Protecting kids from video violence

Carolyn Moynihan
8 Nov 2010
Reproduced with Permission
MercatorNet

It boils down to the issue of whether these games are "free speech" as protected by the US Constitution, and if so, whether they are in the same class as sex magazines that were restricted 40 years ago because of the ethical and moral harm they could do young people. It is a question of making an exception to First Amendment rights.

Several states and local governments moved to restrict access to videos involving very graphic violence in the wake of school shootings such as the one at Columbine High School in Colorado. However, federal appeal courts have declared the proposed laws unconstitutional. Now the Supreme Court has agreed to look at a California law.

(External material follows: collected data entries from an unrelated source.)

PR #922, opened 2022-12-01
GHA workflow for linters

Stringy:
## Description

Very simple workflow for running linters across the codebase, using pre-commit. Notable change is a move from SSH to HTTPS for cloning the pre-commit actions as well as running the hooks only on the diff between a PR and the base branch (usually master, but it is configured for any base branch) 

this has all been successfully tested locally.

### DIFF
--- a/.pre-commit-config.yaml
+++ b/.pre-commit-config.yaml
@@ -16,3 +16,8 @@ repos:
     rev: "6230247"
     hooks:
       - id: clang-format
+
+  - repo: https://github.com/rhysd/actionlint.git
+    rev: "v1.6.22"
+    hooks:
+      - id: actionlint-docker
--- a/.pre-commit-config.yaml
+++ b/.pre-commit-config.yaml
@@ -1,5 +1,5 @@
 repos:
-  - repo: git@github.com:syntaqx/git-hooks.git
+  - repo: https://github.com/syntaqx/git-hooks.git
     rev: "v0.0.17"
     hooks:
       - id: shfmt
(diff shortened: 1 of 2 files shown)


.pre-commit-config.yaml
```diff
@@ -1,18 +1,23 @@
 repos:
-  - repo: git@github.com:syntaqx/git-hooks.git
+  - repo: https://github.com/syntaqx/git-hooks.git
```
Molter73, line 2: I assume these changes will not have any adverse effect as long as the pre-commit hooks we use are made publicly available, right? 

Also, did you test the changes locally? It'd be nice to have a check on the PR description if so.

.pre-commit-config.yaml
```diff
@@ -1,18 +1,23 @@
...
-  - repo: git@github.com:doublify/pre-commit-clang-format
+  - repo: https://github.com/doublify/pre-commit-clang-format.git
     rev: "6230247"
     hooks:
       - id: clang-format
+
+  - repo: https://github.com/rhysd/actionlint.git
+    rev: "v1.6.22"
+    hooks:
+      - id: actionlint-docker
```
Molter73, line 23: ❤️

Molter73 (approved):
/lgtm

Just a comment on whether the changes were tested locally.

.pre-commit-config.yaml
Stringy: Yes to both questions. I think we can probably do something with the GitHub bot token to let us use SSH here, but we're extremely unlikely to use private pre-commit hooks (even if we had some of our own I'd expect them to be public, or defined within this repo)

Law professor Gregory K Laughlin argues in favour of the bans, saying that graphic video violence poses as much as if not more of a moral threat to young people than "girlie magazines" did, and do. He criticises one appeal judge's decision thus:

In his opinion, Judge Posner noted that violence is an ageless theme of literature and the theater and one to which youth have been exposed from time immemorial. What he failed to do was make the common sense distinction between reading about Brutus slaying Julius Caesar in Shakespeare's play or seeing it acted on a stage or in a movie, and being a virtual assassin in an interactive video game. To compare the two is a category mistake. They simply are different in kind and not merely in degree.

More importantly, there is no more need to find some scientifically certain psychological harm to minors who play violent games to justify restricting their access to those games than there is to find scientific certain psychological harm to teens who view "girlie magazines." The issue in the earlier case was not psychological harm, but impairment of the ethical and moral development of youth. Just as viewing soft core pornography might cause some young men to come to view women as no more than objects to satisfy their lusts, playing violent video games may cause some players to develop insensitivity toward their fellow human beings and their suffering.

However, last week Supreme Court judge Antonin Scalia also questioned the comparison between sexually obscene publications and violent games. A transcript published online reads in part:

"I--I am not just concerned with the vagueness," says Justice Scalia at one point. "I am concerned with the vagueness, but I am concerned with the First Amendment, which says Congress shall make no law abridging the freedom of speech. And it was always understood that the freedom of speech did not include obscenity. It has never been understood that the freedom of speech did not include portrayals of violence."

"You are asking us to create a--a whole new prohibition which the American people never--never ratified when they ratified the First Amendment. They knew they were--you know, obscenity was--was bad, but--what's next after violence? Drinking? Smoking? Movies that show smoking can't be shown to children? Does--will that affect them? Of course, I suppose it will."

Justice Scalia continues, asking Morazzini whether the court should work "day by day" to determine if anything else should be exempted from First Amendment protection. "Why--why is this particular exception okay," he asks, "but the other ones that I just suggested as not okay?"

Justice Scalia is well-known for his stance against judicial activism, that is, judges finding things in the Constitution that were never intended, such as a right to abortionc

Making exceptions that restrict "free speech" could be just as troublesome.

And here is another thought: If 19- to 30-year-olds are buying and playing Grand Theft Auto: Vice City, how will it not get into the hands of younger people?

Can age restrictions protect them from the evidence that adults actually like a game "in which the player has sex with a prostitute, who he then kicks in the groin until blood spurts out and repeatedly hits in the head with a golf club" -- to quote Laughlin on GTA: Vice?

Isn't parenting and character education the real remedy for trash?